= Instructions for the task =
The records that follow should be retyped word for word.

= Records for the exercise =
PR #7087, opened 2021-12-03
tests: remove redundant remote tests

efiop:
With introduction of https://github.com/iterative/dvc-plugins,
all important tests are being ran there, so there is no need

= Expected answer =
PR #7087, opened 2021-12-03
tests: remove redundant remote tests

efiop:
With introduction of https://github.com/iterative/dvc-plugins,
all important tests are being ran there, so there is no need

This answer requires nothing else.